Error Message:Copy data back to host from GPU0 and verify results…
Verification error @ element 1: val = 0.000000, ref = 4.000000
Verification error @ element 2: val = 0.000000, ref = 8.000000
Verification error @ element 3: val = 0.000000, ref = 12.000000
Verification error @ element 4: val = 0.000000, ref = 16.000000
Verification error @ element 5: val = 0.000000, ref = 20.000000
Verification error @ element 6: val = 0.000000, ref = 24.000000
Verification error @ element 7: val = 0.000000, ref = 28.000000
Verification error @ element 8: val = 0.000000, ref = 32.000000
Verification error @ element 9: val = 0.000000, ref = 36.000000
Verification error @ element 10: val = 0.000000, ref = 40.000000
Verification error @ element 11: val = 0.000000, ref = 44.000000
Verification error @ element 12: val = 0.000000, ref = 48.000000
Disabling peer access…
Shutting down…
Test failed!
- Verified that P2P is supported between GPUs using
nvidia-smi topo -m
. - Checked IOMMU and Above 4G Decoding in BIOS.

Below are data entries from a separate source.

PR #1438, opened 2018-07-09
Adjust health score and suggestions label

isoos:


app/lib/frontend/templates.dart
```diff
@@ -230,6 +230,8 @@ class TemplateService {
         'suggestion_help_html': getSuggestionHelpMessage(suggestion.code),
       };
     })?.toList();
+    final hasIssues = suggestions.isNotEmpty &&
+        analysis.suggestions.any((s) => s.isError || s.isWarning);
```
sortie: .any is false for the empty array, so suggestions.isNotEmpty isn't needed.

app/lib/shared/analyzer_client.dart
```diff
@@ -232,7 +233,17 @@ class AnalysisView {
...
-  double get health => _summary?.fitness?.healthScore ?? 0.0;
+  double get health {
+    final oldFitnessScore = _summary?.fitness?.healthScore ?? 0.0;
+    if (_summary?.maintenance == null) {
+      return oldFitnessScore;
+    }
+    final newFitnessScore = 1.0 *
+        math.pow(0.8, _summary.maintenance.errorCount ?? 0) *
+        math.pow(0.95, _summary.maintenance.warningCount ?? 0) *
+        math.pow(0.999, _summary.maintenance.hintCount ?? 0);
```
sortie: Has this been tested with absurdly large exponents? It should give 0, so it should be safe.

It would be interesting to know how how the old and new scores compare, and how often the new score is higher than the old one. Can we log/store pairs of these values ("$oldFitnessScore -> $newFitnessScore") so we can do some number crunching?

isoos: Large exponents (tested with 0.999^1000000000) will give `0.0`.

I'll soon (~ in an hour or so) send a simple report on the change these numbers give us, and also two alternatives.

isoos:
@sortie PTAL. I've updated the scores to be a bit stricter and also added a quick patch for https://github.com/dart-lang/pana/issues/369

PR #1446, opened 2018-07-12
Increase dartdoc init timeout.

isoos:


app/lib/shared/service_utils.dart
```diff
@@ -224,8 +224,7 @@ void _wrapper(List fnAndMessage) {
 Future initDartdoc(Logger logger) async {
   logger.info('Initializing pkg/pub_dartdoc');
   final dir = Platform.script.resolve('../../pkg/pub_dartdoc').toFilePath();
-  final pr = await Process.run('pub', ['get'], workingDirectory: dir)
-      .timeout(const Duration(minutes: 1));
+  final pr = await runProc('pub', ['get'], workingDirectory: dir, timeout: const Duration(minutes: 2));
   if (pr.exitCode != 0) {
     final message = 'Failed to initialize pkg/pub_dartdoc';
     logger.shout(message);
```
sortie: Can we also log $pr here, so we have data on what happened? Does runProc modify pr so it mentions timing out?

isoos: I don't think there is a mention, but exitCode will be 15 == sigkill. I'm adding it to the log message.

[root@node4 simpleP2P]# dmesg | grep -i iommu
[ 0.001137] DMAR-IR: IOAPIC id 8 under DRHD base 0x967fc000 IOMMU 19
[ 1.690072] iommu: Default domain type: Passthrough
Questions:
- Are there additional system or BIOS settings required to ensure proper P2P functionality for RTX 4090 GPUs?
- Does the
simpleP2P
example need specific modifications for the Ada Lovelace architecture? - What further steps can I take to debug and resolve this issue?